Bible Commentaries

James Nisbet's Church Pulpit Commentary

Deuteronomy 32

Clinging to a Counterfeit Cross
Verse 39

KILL AND CURE

‘I wound and I heal.’

Deuteronomy 32:39

The text declares with a magnificent fulness the personality and the power of God.

I. God as healing is made visible to us in Jesus.—The miracles of Jesus were mainly connected with the bodies of men. There were two great reasons for this. (1) One reason is to show the close connection of sickness with sin. One indication of this we have in a great fact of our Saviour’s life. He was incarnate that He might have sympathy with us. Yet He was never sick. He had no particular sickness because He had no sin. (2) Christ’s miracles of healing were not the luxury of a Divine good-nature. They were not random alms that cost Him nothing. A perceptible exhaustion of vital energy accompanied the exertion of His power. Here then is a second cause for our Lord’s miracles of healing: to teach us self-denial and thought for the sick. He took to Himself God’s motto, ‘I heal,’ for one of the highest of theological and for one of the tenderest of practical reasons.

II. We now consider God as wounding.—As to the wounds of suffering humanity—sickness—two considerations practically diminish the perplexity which they bring to us when we consider them as existing under a rule of love. (1) One of these considerations is the intention of sickness as a part of the spiritual discipline of the Christian life. (2) Another moral object of sickness is to draw out the fulness of Christian sympathy, scientific and personal.

III. As we enlarge our view, the Divine pity predominates.—There are, indeed, voices of anguish on every breeze; there are shadows in the foreground of the picture of the history of humanity. But these voices of anguish are only surface discords, underlying which is a wondrous harmony. All those shadows do but set off the picture that closes with the long golden distances of sunlit hills, whose atmosphere is perfect wisdom, whose magic colouring drops from the tender pencil of perfect love.

Archbishop Alexander.

Illustration

(1) ‘This is probably the noblest ode in the compass of the Bible, and the quarry from which many of the Psalmists derived materials for their grandest outbursts. We can say the greatest things of God in whispers, like the distilling of the dew, and they will refresh souls as the small rain on the tender grass. As we review life, we shall be compelled to own that God’s way has been perfect, but we shall be full of regret at the way in which we requited Him. Our portion is in God, and God’s in us. How graphic is the picture of His dealings with us, from the time when He found us in the waste howling wilderness of this world! We owe everything to His encompassing care (R.V.) and to His keeping grace. And though sometimes He has stirred up our nest, and driven us into the unwelcome air, yet we have learnt there powers of flight which have been a sacred possession for all after-days. How rich is the provision that God makes for His saints, and yet they forget Him and become unmindful of Him! Then in the very order of His love, He is compelled to act as though He were their enemy, until they return from their backslidings.’

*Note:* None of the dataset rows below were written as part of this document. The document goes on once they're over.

PR #242, opened 2026-06-14
Support Responses API

Halcyonhal9:
Accept Responses API input_text/output_text/input_image content types

## What

Change `_convert_openai_content_chunks` to also accept the OpenAI **Responses API**
content types `input_text`, `output_text` (→ `TextChunk`) and `input_image`
(→ `ImageURLChunk`).

## Why

`ChunkTypes` mirrors the OpenAI **Chat Completions** content types (`text`,
`image_url`, ...). 

The [Responses API](https://platform.openai.com/docs/api-reference/responses)
names text and image content differently — `input_text`/`output_text` for text
and `input_image` for images. This means parsing structured Responses content fails
with e.g. `'input_text' is not a valid ChunkTypes` /
`'input_image' is not a valid ChunkTypes`.

**This breaks the Responses API for Mistral models served on vLLM.** Serving a
Mistral model on **vLLM 0.23.0** (with `mistral_common` 1.11.3) using
`--tokenizer-mode mistral` and exposing `/v1/responses` hands request content
straight to `mistral_common`. A client sending the standard Responses input
shape — `{"type": "input_text", "text": "..."}` or
`{"type": "input_image", "image_url": "..."}`, which the official OpenAI client
libraries emit — gets an HTTP **400**, making `/v1/responses` unusable for text
and image input alike.

## The proposed change

Map the Responses content-type spellings onto their Chat Completions
equivalents in `_convert_openai_content_chunks` via a small alias table
(`input_text`/`output_text` → `text`, `input_image` → `image_url`). The chunk's
`type` field is rewritten because the discriminated chunk models require the
canonical `type`; `input_image`'s `image_url` is a bare string, which
`ImageURLChunk` already accepts.

## Tests / checks

- Regression tests for text (`input_text`/`output_text`) and image
  (`input_image`) content.
- `pytest tests/test_converters.py` → 116 passed.
- `ruff check`, `ruff format --check`, `mypy` → all clean.

A patched version of mistral_common 1.11.3 was tested on vLLM 0.23.0, using hf model mistralai/Mistral-Medium-3.5-128B and the responses api.

PR #263, opened 2026-07-12
Accept OpenAI Responses input content types

Halcyonhal9:
### Summary

Make `from_openai` (via `_convert_openai_content_chunks`) accept the OpenAI **Responses API** input content-type spellings and map them onto their Chat Completions equivalents:

- `input_text` / `output_text` → `ChunkTypes.text`
- `input_image` → `ChunkTypes.image_url` (Responses carries `image_url` as a bare string, which `ImageURLChunk` already accepts)

The change is small and additive — it normalizes the discriminator `type` before validation, so structured Responses input is tokenized instead of raising `ValueError: 'input_text' is not a valid ChunkTypes`. No new request type is introduced; existing Chat Completions behaviour is unchanged. Unit tests are included.

> Recreates #242, which was closed due to inactivity (apologies, I missed the question in the comments section). The branch has been resynced to the latest `main` and has no conflicts.

### Why the Responses API is required here (not Chat Completions)

The earlier review asked why we don't just use `ChatCompletionRequest`. The reason is **reasoning support**, and it is grounded in the official OpenAI specification rather than a preference:

- The upstream application consumes model **reasoning output**, and it uses an AI harness that implements **the official OpenAI API specification** (no vendor-specific extensions).
- In the official spec, **reasoning output is exclusive to the Responses API**. A Responses result contains a first-class `reasoning` output item (with `summary[]` / `content[]`), and reasoning is requested via `reasoning.effort`.
- The **Chat Completions** specification has **no field for reasoning content** in the response. The only reasoning-related value it officially returns is a *token count* (`usage.completion_tokens_details.reasoning_tokens`) — the reasoning text itself is never returned. (The `reasoning` / `reasoning_content` fields some servers add to Chat Completions messages are **non-standard vendor extensions**, which a spec-only harness does not consume.)

Because the harness only speaks the official spec, it can obtain reasoning **only** over the Responses API. When those Responses-shaped requests are served by a Mistral model whose tokenization goes through `mistral_common` (e.g. vLLM's `--tokenizer-mode mistral`), the request body uses `input_text` / `output_text` / `input_image`, and `mistral_common` currently rejects it with `400 'input_text' is not a valid ChunkTypes` — even though the underlying content is exactly what the Chat Completions chunks already represent.

This PR removes that mismatch at the parsing boundary, so Responses input can be tokenized without every caller having to pre-rewrite content types.

### Supporting references (official OpenAI docs)

- **Reasoning guide** — reasoning is accessed and returned through the Responses API; "Reasoning models work better with the Responses API": https://platform.openai.com/docs/guides/reasoning
- **Responses API — object** (reasoning output item with `summary` / `content`): https://platform.openai.com/docs/api-reference/responses/object
- **Responses API — create** (`reasoning.effort` request field; `input_text` / `input_image` input parts): https://platform.openai.com/docs/api-reference/responses/create
- **Chat Completions — object** (response `message` has no reasoning field; reasoning appears only as a `reasoning_tokens` count under `usage`): https://platform.openai.com/docs/api-reference/chat/object

### Scope / compatibility

- Additive and backward-compatible: canonical Chat Completions types are untouched; only the three Responses spellings are newly accepted and mapped to existing chunk types.
- No new public API, no new dependency.
- Tests cover `input_text`, `output_text`, and `input_image`.

### DIFF
--- a/src/mistral_common/protocol/instruct/chunk.py
+++ b/src/mistral_common/protocol/instruct/chunk.py
@@ -456,11 +456,32 @@ UserContentChunk = Annotated[
 ]
 
 
+# The OpenAI Responses API spells text/image content types differently from the
+# Chat Completions API that ``ChunkTypes`` mirrors. Map the Responses spellings
+# onto their Chat Completions equivalents so structured Responses input/output
+# is accepted instead of raising e.g. "'input_text' is not a valid ChunkTypes".
+# (``input_image`` carries ``image_url`` as a bare string, which
+# ``ImageURLChunk`` already accepts.)
+_RESPONSES_CONTENT_TYPE_ALIASES: dict[str, ChunkTypes] = {
+    "input_text": ChunkTypes.text,
+    "output_text": ChunkTypes.text,
+    "input_image": ChunkTypes.image_url,
+}
+
+
 def _convert_openai_content_chunks(openai_content_chunks: dict[str, Any]) -> ContentChunk:
     content_type_str = openai_content_chunks.get("type")
 
     if content_type_str is None:
         raise ValueError("Content chunk must have a type field.")
+
+    # Normalize OpenAI Responses content types to the Chat Completions spellings.
+    # The discriminated chunk models require the canonical ``type``, so rewrite
+    # the field too.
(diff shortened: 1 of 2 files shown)


juliendenize:
Hi thanks for the contrib , we don't plan to support Responses API for now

(2) ‘Learn the terrors that follow hard on rebellion. When men wax fat and kick like a well-fed heifer, when they lightly esteem the Rock of their salvation and provoke God to jealousy, they incur terrible penalties (15, 16). They set themselves against the nature of things and the course of the universe. They become outlaws and rebels. Then the penalties pronounced in verses 21–35 befall to bring them to a better mind (36). Then He makes expiation for their sins, and receives them back to Himself (43).’